PR #291, opened 2023-07-18
Fix incorrect error handling when cert file not found

corneliusclaussen:


modules/EvseV2G/iso_server.cpp
```diff
@@ -177,7 +177,7 @@ static void convertIso1ToXmldsigSignedInfoType(struct xmldsigSignedInfoType* xml
 static bool load_contract_root_cert(mbedtls_x509_crt *contract_root_crt, const char* V2G_file_path, const char* MO_file_path) {
     int rv = 0;
 
-    if (((rv = mbedtls_x509_crt_parse_file(contract_root_crt, MO_file_path)) != 0) &&
+    if (((rv = mbedtls_x509_crt_parse_file(contract_root_crt, MO_file_path)) != 0) ||
```
mooraby, line 180: Can you explain more what caused the error? Some context maybe
The thing is, we first look internally for a MO root crt, if it is not found we look for a V2G root crt.. Only if we do not find both, we throw an error.

a-w50: Nothing caused an error, it was just that I commented on this code in a different PR.  The main problem with this `if`, is, that it is hard to reason about.
For example, is it intended, that there will be no error, if an MO crt is not found, but an V2G crt is found?
Furthermore, if an MO crt is found, then, the V2G crt won't be loaded - due to the implicit break in evaluating the `if` clause.
Finally, the error string, generated by `mbedtls_strerror` will only print the error produced by loading the V2G crt.
All of this is really implicit behaviour which is not clearly visible from the code.
This PR doesn't address these issues.  I guess @corneliusclaussen  interpretation of the correct behavior was, that the function should fail, if any loading fails.

corneliusclaussen: Looks like I misunderstood it and the current implementation of the if statement is correct. The error it prints however says:

"Unable to parse V2G (%s) or MO (%s) root certificate"

So I tried adapting the code to the printed error message (it says "or", so one of them failed). If it is an "and" we should fix the printed message to "and" as well to avoid confusion

mooraby: Okay I understand your comments.. If splitting the behavior in multiple conditions would make the could better readable for you, I can do this.. I will open another pull-request for this

corneliusclaussen: Ok so I close this one

PR #292, opened 2023-07-18
Forward dlink_ready signals from SLAC to ISO module

corneliusclaussen:
This forwards dlink_ready signals from SLAC to the ISO module. The ISO module should do something with this information, this is not implemented yet. @mooraby @FaHaGit Can you check if this is useful for the state machine? E.g. close TCP and reset module when a dlink_ready(false) is received?

### DIFF
--- a/interfaces/ISO15118_charger.yaml
+++ b/interfaces/ISO15118_charger.yaml
@@ -433,6 +433,15 @@ vars:
       Response will be reported async via  set_Get_Certificate_Response
     type: object
     $ref: /iso15118_charger#/Request_Exi_Stream_Schema
+  dlink_terminate:
+    description: Terminate the data link and become UNMATCHED.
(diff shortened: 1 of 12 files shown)


corneliusclaussen:
I will add dlink_terminate and friends as well in this branch

FaHaGit:
Yes, I think it is useful for the module. Now we can improve the behavior in case of an unexpected disconnect of the powerline connection. I have not tested it, but the changes looks ok for me.

corneliusclaussen:
The dlink_ready(false) will also always be sent at unplug so this may also help with all issues around TCP connections being still open waiting for timeout when the car unplugs etc

corneliusclaussen:
This PW will get bigger as initially planned, trying to add basic pause support for HLC as well. Will re-open once it is closer to being finished

PR #298, opened 2023-07-25
EvseV2G: Make the condition for loading root certificates more readable

mooraby:


modules/EvseV2G/iso_server.cpp
```diff
@@ -178,12 +178,18 @@ static bool load_contract_root_cert(mbedtls_x509_crt* contract_root_crt, const c
...
     int rv = 0;
 
-    if (((rv = mbedtls_x509_crt_parse_file(contract_root_crt, MO_file_path)) != 0) &&
-        ((rv = mbedtls_x509_crt_parse_file(contract_root_crt, V2G_file_path)) != 0)) {
+    if ((rv = mbedtls_x509_crt_parse_file(contract_root_crt, MO_file_path)) != 0) {
         char strerr[256];
         mbedtls_strerror(rv, strerr, 256);
-        dlog(DLOG_LEVEL_ERROR, "Unable to parse V2G (%s) or MO (%s) root certificate  (err: -0x%04x - %s)",
-             V2G_file_path, MO_file_path, -rv, strerr);
+        dlog(DLOG_LEVEL_ERROR, "Unable to parse MO (%s) root certificate. (err: -0x%04x - %s)",
```
lategoodbye, line 184: Since this is not critical i suggest to make it a DLOG_LEVEL_WARNING

modules/EvseV2G/iso_server.cpp
```diff
@@ -178,12 +178,18 @@ static bool load_contract_root_cert(mbedtls_x509_crt* contract_root_crt, const c
...
+             MO_file_path, -rv, strerr);
+        dlog(DLOG_LEVEL_INFO, "Attempting to parse V2G root certificate..");
+
+        if ((rv = mbedtls_x509_crt_parse_file(contract_root_crt, V2G_file_path)) != 0) {
+            mbedtls_strerror(rv, strerr, 256);
```
lategoodbye, line 189: Personally i would prefer to use sizeof(strerr)

lategoodbye (changes requested):

modules/EvseV2G/iso_server.cpp
FaHaGit: Yes, thats true. Maybe we should merge this one with the next log messages to one INFO message.

FaHaGit (changes requested):

modules/EvseV2G/iso_server.cpp
mooraby: Changed it to warning

modules/EvseV2G/iso_server.cpp
mooraby: Done..

FaHaGit (approved):

lategoodbye (approved):

SebaLukas (approved):
👍

PR #300, opened 2023-07-28
Fix typos in yaml: minumum -> minimum

SirVer:


SirVer:
I am in the process of understanding EVerest better, I am doing that by investing exactly 20 hours in writing a Rust implementation that makes it easy to write nodes in Rust. More on that on the mailing list soon.

While doing so, I had a need to understand the structure and content of the YAML files better and hence buildt a strongly typed parser for them that errors out on wrong or unknown options - a linter if you will. This tool found these typos - which makes me think these properties are probably not used currently?

hikinggrass (approved):

PR #301, opened 2023-07-28
Remove minProperty from type message

SirVer:
I believe this to be a copy & pasto from everest-framework/schemas/manifest.yaml where this shows in the context of outlining a schema. I would not understand what this defines for a data type, hence I believe it should be removed.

Task directions: Retype all of the entries. Keep each one exactly as written.

Response box:
PR #291, opened 2023-07-18
Fix incorrect error handling when cert file not found

corneliusclaussen:


modules/EvseV2G/iso_server.cpp
```diff
@@ -177,7 +177,7 @@ static void convertIso1ToXmldsigSignedInfoType(struct xmldsigSignedInfoType* xml
 static bool load_contract_root_cert(mbedtls_x509_crt *contract_root_crt, const char* V2G_file_path, const char* MO_file_path) {
     int rv = 0;
 
-    if (((rv = mbedtls_x509_crt_parse_file(contract_root_crt, MO_file_path)) != 0) &&
+    if (((rv = mbedtls_x509_crt_parse_file(contract_root_crt, MO_file_path)) != 0) ||
```
mooraby, line 180: Can you explain more what caused the error? Some context maybe
The thing is, we first look internally for a MO root crt, if it is not found we look for a V2G root crt.. Only if we do not find both, we throw an error.

a-w50: Nothing caused an error, it was just that I commented on this code in a different PR.  The main problem with this `if`, is, that it is hard to reason about.
For example, is it intended, that there will be no error, if an MO crt is not found, but an V2G crt is found?
Furthermore, if an MO crt is found, then, the V2G crt won't be loaded - due to the implicit break in evaluating the `if` clause.
Finally, the error string, generated by `mbedtls_strerror` will only print the error produced by loading the V2G crt.
All of this is really implicit behaviour which is not clearly visible from the code.
This PR doesn't address these issues.  I guess @corneliusclaussen  interpretation of the correct behavior was, that the function should fail, if any loading fails.

corneliusclaussen: Looks like I misunderstood it and the current implementation of the if statement is correct. The error it prints however says:

"Unable to parse V2G (%s) or MO (%s) root certificate"

So I tried adapting the code to the printed error message (it says "or", so one of them failed). If it is an "and" we should fix the printed message to "and" as well to avoid confusion

mooraby: Okay I understand your comments.. If splitting the behavior in multiple conditions would make the could better readable for you, I can do this.. I will open another pull-request for this

corneliusclaussen: Ok so I close this one

PR #292, opened 2023-07-18
Forward dlink_ready signals from SLAC to ISO module

corneliusclaussen:
This forwards dlink_ready signals from SLAC to the ISO module. The ISO module should do something with this information, this is not implemented yet. @mooraby @FaHaGit Can you check if this is useful for the state machine? E.g. close TCP and reset module when a dlink_ready(false) is received?

### DIFF
--- a/interfaces/ISO15118_charger.yaml
+++ b/interfaces/ISO15118_charger.yaml
@@ -433,6 +433,15 @@ vars:
       Response will be reported async via  set_Get_Certificate_Response
     type: object
     $ref: /iso15118_charger#/Request_Exi_Stream_Schema
+  dlink_terminate:
+    description: Terminate the data link and become UNMATCHED.
(diff shortened: 1 of 12 files shown)


corneliusclaussen:
I will add dlink_terminate and friends as well in this branch

FaHaGit:
Yes, I think it is useful for the module. Now we can improve the behavior in case of an unexpected disconnect of the powerline connection. I have not tested it, but the changes looks ok for me.

corneliusclaussen:
The dlink_ready(false) will also always be sent at unplug so this may also help with all issues around TCP connections being still open waiting for timeout when the car unplugs etc

corneliusclaussen:
This PW will get bigger as initially planned, trying to add basic pause support for HLC as well. Will re-open once it is closer to being finished

PR #298, opened 2023-07-25
EvseV2G: Make the condition for loading root certificates more readable

mooraby:


modules/EvseV2G/iso_server.cpp
```diff
@@ -178,12 +178,18 @@ static bool load_contract_root_cert(mbedtls_x509_crt* contract_root_crt, const c
...
     int rv = 0;
 
-    if (((rv = mbedtls_x509_crt_parse_file(contract_root_crt, MO_file_path)) != 0) &&
-        ((rv = mbedtls_x509_crt_parse_file(contract_root_crt, V2G_file_path)) != 0)) {
+    if ((rv = mbedtls_x509_crt_parse_file(contract_root_crt, MO_file_path)) != 0) {
         char strerr[256];
         mbedtls_strerror(rv, strerr, 256);
-        dlog(DLOG_LEVEL_ERROR, "Unable to parse V2G (%s) or MO (%s) root certificate  (err: -0x%04x - %s)",
-             V2G_file_path, MO_file_path, -rv, strerr);
+        dlog(DLOG_LEVEL_ERROR, "Unable to parse MO (%s) root certificate. (err: -0x%04x - %s)",
```
lategoodbye, line 184: Since this is not critical i suggest to make it a DLOG_LEVEL_WARNING

modules/EvseV2G/iso_server.cpp
```diff
@@ -178,12 +178,18 @@ static bool load_contract_root_cert(mbedtls_x509_crt* contract_root_crt, const c
...
+             MO_file_path, -rv, strerr);
+        dlog(DLOG_LEVEL_INFO, "Attempting to parse V2G root certificate..");
+
+        if ((rv = mbedtls_x509_crt_parse_file(contract_root_crt, V2G_file_path)) != 0) {
+            mbedtls_strerror(rv, strerr, 256);
```
lategoodbye, line 189: Personally i would prefer to use sizeof(strerr)

lategoodbye (changes requested):

modules/EvseV2G/iso_server.cpp
FaHaGit: Yes, thats true. Maybe we should merge this one with the next log messages to one INFO message.

FaHaGit (changes requested):

modules/EvseV2G/iso_server.cpp
mooraby: Changed it to warning

modules/EvseV2G/iso_server.cpp
mooraby: Done..

FaHaGit (approved):

lategoodbye (approved):

SebaLukas (approved):
👍

PR #300, opened 2023-07-28
Fix typos in yaml: minumum -> minimum

SirVer:


SirVer:
I am in the process of understanding EVerest better, I am doing that by investing exactly 20 hours in writing a Rust implementation that makes it easy to write nodes in Rust. More on that on the mailing list soon.

While doing so, I had a need to understand the structure and content of the YAML files better and hence buildt a strongly typed parser for them that errors out on wrong or unknown options - a linter if you will. This tool found these typos - which makes me think these properties are probably not used currently?

hikinggrass (approved):

PR #301, opened 2023-07-28
Remove minProperty from type message

SirVer:
I believe this to be a copy & pasto from everest-framework/schemas/manifest.yaml where this shows in the context of outlining a schema. I would not understand what this defines for a data type, hence I believe it should be removed.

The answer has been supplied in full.